Extending the investigation from the controlled laboratory environment, the next step would be to confirm whether the presented solution proves equally reliable in outside world environments, where the presence of uneven road surfaces and corners could introduce challenges, probably requiring additional signal filtering techniques and robust joint angle estimators. In addition, inclusion of magnetometer readings could prove useful for tracking bicycle heading in outside environments, provided it is not mounted near the rotating ferrous bicycle parts, compromising the Earth’s magnetic field measurements.

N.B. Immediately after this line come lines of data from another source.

PR #11293, opened 2019-08-07
fix(types): return a usable type when using the sequelize.models lookup

schmod:
### Pull Request check-list

### Description of change

Currently, looking up model classes via the `sequelize.models` interface does not yield an object with a usable type signature (for reasons that I admittedly do not entirely understand).

Static functions such as `findAll` and `belongsTo` do not work on the values pulled off of `sequelize.models`, presumably because these methods use the `ModelCtor` "hack" to infer the correct return type.

```ts
class Model1 extends Model {}

const M1 = sequelize.models.model1;
m1.findAll({});  // <-- ERROR

/**
The 'this' context of type 'typeof Model' is not assignable to method's 'this' of type 'ModelCtor<Model<unknown, unknown>>'.
  Type 'typeof Model' is not assignable to type 'new () => Model<unknown, unknown>'.
    Cannot assign an abstract constructor type to a non-abstract constructor type.ts(2684)
/**
```

It appears that these methods _can_ be called if `sequelize.models` is redefined to contain `ModelCtor`s instead of `typeof Model`.

### DIFF
--- a/types/test/sequelize.ts
+++ b/types/test/sequelize.ts
@@ -49,4 +49,8 @@ Sequelize.afterConnect(() => {
 
 const rnd: Fn = sequelize.random();
 
-const myModel: typeof Model = sequelize.models.asd;
+class Model1 extends Model{}
+class Model2 extends Model{}
+const myModel: typeof Model1 = sequelize.models.asd;
+myModel.hasOne(Model2)
+myModel.findAll();
--- a/types/lib/sequelize.d.ts
+++ b/types/lib/sequelize.d.ts
@@ -19,6 +19,7 @@ import {
   UpdateOptions,
   WhereAttributeHash,
   WhereOperators,
+  ModelCtor,
 } from './model';
 import { ModelManager } from './model-manager';
 import * as Op from './operators';
@@ -767,7 +768,7 @@ export class Sequelize extends Hooks {
    * Dictionary of all models linked with this instance.
    */
   public readonly models: {
-    [key: string]: typeof Model;
+    [key: string]: ModelCtor<Model>;
   };
 
   /**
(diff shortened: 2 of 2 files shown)


types/test/sequelize.ts
```diff
@@ -49,4 +49,8 @@ Sequelize.afterConnect(() => {
 
 const rnd: Fn = sequelize.random();
 
-const myModel: typeof Model = sequelize.models.asd;
```
papb: I think you should keep this, just rename it so it does not conflict with your new lines below. Or this no longer works?

schmod: Nah, it still works.  I can re-add if you like, although I was assuming that the line below would adequately cover the same use-case:

```ts
const myModel: typeof Model1 = sequelize.models.asd;
```

schmod: That being said, it's not really a valid use-pattern, because you'd end up running into the issues that we're trying to address, because we're casting to a less-flexible type. 

```ts
const myModel: typeof Model = sequelize.models.asd;
myModel.findAll(); // <-- TS error
```

papb: Ah, ok :+1: so keep it removed. Thanks for the explanation!

schmod:
Yeah, FWIW, I wouldn't mind if we added some more guidance on how to best use Sequelize in a typesafe manner, particularly with regard to model definitions.  

A bunch of the tricks that folks normally use to manage associations without introducing cyclical dependencies don't quite work in the TS world.

papb:
@schmod What kind of tricks are you referring to? Can you show an example? (No rush, and not relevant to this PR)

PR #11294, opened 2019-08-07
QueryInterface.removeColumn(): fix parameter desc

waldyrious:
"Columns" was improperly pluralized.


sushantdhiman:
@papb You can freely merge PR's like this :)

Furthermore, the method presented in this paper could be used not only for measuring the knee joint angle, but for other active joints during cycling. Measuring the hip joint angle however in particular would also require additional signal filtering techniques, since one IMU would have to be placed in the sagittal plane of the right lumbar region where it would be affected by subject’s breathing, making the method less stable in the process.
The ever-growing field of technique monitoring and improvement with biofeedback loops for cyclists could also benefit from the presented method. Even without the actual evaluation of joint angles reliability, some promising research has been presented in this field using IMUs. For example, the authors of [
56] developed a method for aligning the cyclist motion trajectories with previously recorded professional’s motion cycles and in [
57] optimal cycling profile guidance has been presented, both relying on IMU joint angle measurements.
Finally, combining the results obtained from the presented method with readings from other sensor technologies, e.g., for muscle activation and contraction monitoring, could provide cyclists with crucial information on which muscle groups to focus on at a certain moment, potentially leading to more proficient muscle usage. This combined information could be given to the cyclist visually using a display on the bicycle handlebar, through sound with headphones, or haptically through vibrating actuators positioned appropriately on the cyclist’s body.